2013-09-11
今から12年半ほど前、初めてケータイアプリを作った時の話です。

待ちきれなかった日がいよいよ来た。NTTドコモから世界初のアプリがダウンロードできる携帯電話、F503iとP503iの発売日。初めて購入するケータイ(それまではなぜかケータイと呼ばれなかったPHSを使用していた)、1パケット0.3円というパケット料金にどきどきしながら使う。128x128という大画面カラー液晶、反応速度と発色はいまいちながら、コンパクトなケータイに収まっていることに関心する。
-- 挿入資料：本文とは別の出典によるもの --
PR #3678, opened 2023-08-09
Added 2 Structure settings to customize Pages UI

swierczek:
Added 2 new settings (at the bottom) to toggle elements on the Pages UI:

image

Default view:

image

Status displayed, "Hide from nav" hidden:

image

### DIFF
--- a/system/ee/ExpressionEngine/Addons/structure/views/index.php
+++ b/system/ee/ExpressionEngine/Addons/structure/views/index.php
@@ -145,8 +145,17 @@ if ($cp_asset_data or count($tabs) > 1) {
                     }
                 }
 
-                if ($page['hidden'] == 'y') {
+                if (isset($settings['show_entry_status']) && $settings['show_entry_status'] == 'y') {
+                    $status = ee('Model')->get('Status')->filter('status', '==', $page['status'])->first();
+                    echo $status->renderTag();
+                }
+
+                if (isset($settings['show_nav_status']) && $settings['show_nav_status'] == 'y' && $page['hidden'] == 'y') {
                     echo ' <span class="hidden-page">(hidden)</span>';
+                }
+
+                if (isset($page['extra_html']) && $page['extra_html']) {
+                    echo ' <span class="extra-html">'.$page['extra_html'].'</span>';
                 }
 
                 echo '</span>', "\n";
--- a/system/ee/ExpressionEngine/Addons/structure/views/index.php
+++ b/system/ee/ExpressionEngine/Addons/structure/views/index.php
@@ -146,8 +146,7 @@ if ($cp_asset_data or count($tabs) > 1) {
                 }
 
                 if (isset($settings['show_entry_status']) && $settings['show_entry_status'] == 'y') {
-                    $status = ee('Model')->get('Status')->filter('status', '==', $page['status'])->first();
-                    echo $status->renderTag();
+                    echo isset($status_tags[$page['status']]) ? $status_tags[$page['status']] : '<span class="status-tag st-'.str_replace(" ", "-", strtolower($page['status'])).'" style="">'.$page['status'].'</span>';
                 }
 
                 if ((!isset($settings['show_nav_status']) || $settings['show_nav_status'] == 'y') && $page['hidden'] == 'y') {
--- a/system/ee/ExpressionEngine/Addons/structure/views/index.php
+++ b/system/ee/ExpressionEngine/Addons/structure/views/index.php
@@ -146,7 +146,7 @@ if ($cp_asset_data or count($tabs) > 1) {
                 }
 
                 if (isset($settings['show_entry_status']) && $settings['show_entry_status'] == 'y') {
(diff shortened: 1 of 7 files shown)


system/ee/ExpressionEngine/Addons/structure/views/index.php
```diff
@@ -145,10 +145,19 @@
...
+                if (isset($settings['show_entry_status']) && $settings['show_entry_status'] == 'y') {
+                    $status = ee('Model')->get('Status')->filter('status', '==', $page['status'])->first();
+                    echo $status->renderTag();
+                }
+
+                if (isset($settings['show_nav_status']) && $settings['show_nav_status'] == 'y' && $page['hidden'] == 'y') {
                     echo ' <span class="hidden-page">(hidden)</span>';
                 }
 
+                if (isset($page['extra_html']) && $page['extra_html']) {
```
swierczek, line 156: Added this as a way to use the `structure_index_view_data` hook to add even further UI elements as needed. For instance, additional Publisher tags:

image

system/ee/ExpressionEngine/Model/Status/Status.php
```diff
@@ -141,6 +141,8 @@ public function getSelectOptionComponent($use_ids = false)
 
     public function renderTag()
     {
+        ee()->lang->loadfile('admin_content');
```
swierczek, line 144: Without this, the status tag is rendered as `open` and `closed`, not `Open` and `Closed`.

system/ee/ExpressionEngine/Addons/structure/views/index.php
```diff
@@ -145,10 +145,19 @@
                     }
                 }
 
-                if ($page['hidden'] == 'y') {
+                if (isset($settings['show_entry_status']) && $settings['show_entry_status'] == 'y') {
+                    $status = ee('Model')->get('Status')->filter('status', '==', $page['status'])->first();
+                    echo $status->renderTag();
+                }
```
intoeetive: I think this part needs to be optimized. If you have 50 entries, that would mean 50 extra queries, most of which will be duplicates. It should be a lot better to eager load statuses before sending variables to view file (and then maybe run `array_map` on result while calling `renderTag` to get extra variable for status badge)
Also there can be cases where status has been removed from system, but entries still exist with that status - we need to make sure to not break things if that's the case.

system/ee/ExpressionEngine/Addons/structure/views/module_settings.php
```diff
@@ -49,6 +49,24 @@
                 </select>
             </td>
         </tr>
+        <tr class="odd">
+            <td><?=lang('show_nav_status')?></td>
+            <td>
+                <select name="show_nav_status">
+                    <option value="y"<?=set_select('yes', 'Yes', ($settings['show_nav_status'] == '' || $settings['show_nav_status'] == 'y' ? 'y' : ''));?>><?=lang('yes')?></option>
```
intoeetive, line 56: This defaults to "yes", but the rest of code does not seem to respect that. By default, the nav status is not show (which I think it should be) - however when I visit module settings, it shows as "yes", which is not correct

intoeetive (changes requested):
@swierczek Thank you! I think this is great addition.

I noticed however it does not look good UI-wise, not like on your screenshots - perhaps some changes were not pushed? 
image

Please also see other comments that I posted.

Additionally, would you mind updating patch version number in addon.json file?

system/ee/ExpressionEngine/Addons/structure/views/index.php
swierczek: I can absolutely optimize this by getting all Statuses outside of the loop and then referencing them here, but how would you suggest handling cases where the status has been removed, but entries still exist with that status? How do other parts of the CMS handle this?

intoeetive: Here's one example (not eager loading here though) :
```
!empty($entry->getStatus()) ? $entry->getStatus()->renderTag() : $entry->status
```

swierczek: Before (Status exists):
image

After (Status no longer exists, but entry is still assigned to it):
image

Is this a sufficient fix for missing Statuses? I added "New one" as a new Status, assigned the entry to it, then deleted the status, and now the UI appears like this. Alternatively, I could output it as just text like the Entries list does:

image

But I think the tag style here helps differentiate it in the UI. Maybe I'll add some default tag styling to structure.css to make it black text/border instead.

swierczek: Here's the updated style if a Status no longer exists. I think this is slightly cleaner for UI consistency:

image

swierczek:
I believe all requested changes have been fixed now. I added a cache busting parameter to structure.css, which I suspect is the reason you weren't seeing updated styles.

intoeetive (approved):
@swierczek I think this is good to go now - thank you! We'll probably experiment a bit with the UI before including it, but I do hope we'll be able to release this ASAP.

I believe this is great addition!

swierczek:
I accidentally deleted my forked repo before this was merged. What is the best way to proceed to get this merged? Should I recreate the PR in a new fork and resubmit, or are you able to make these updates some other way based on this current PR?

早速、テスト用のiアプリをサーバーにアップロードし、ケータイでアクセスしてみる。URL入力が非常に面倒だが、そこは我慢。無事ダウンロードが成功し、起動。"Hello World"という表示に、感激。単なる文字を表示するだけのテストアプリではあるが、自分で作ったアプリが世界中のケータイへ届けられる可能性が開いた気がした、大きな一歩だった。

画像表示、キー操作によるアニメーション、サーバーとの通信など、つぎつぎといろいろな機能を試していて気になった、いくらかかっているのだろう?最初のiアプリの仕様上の最大容量はわずか10KBだが、ちょっとしたサンプルでもすぐに上限に達してしまう。これを1回ダウンロードするのになんと24円(=10KB/128B*0.3円)かかる。10回試して、240円。100回試すと2,400円!自作のエミュレータを改良しながら、開発するも、最後は実機での動作チェックは欠かせない。ここは高くついてもやるしかない!

そんな思いが、サーバーを介する圧縮通信を使った、パケット削減ブラウザの誕生のきっかけになり、その技術を活かしたjigブラウザへとつながった。iアプリは、今では当たり前となったモバイルアプリという技術をいち早く提供してくれた。ステキな経験をありがとう!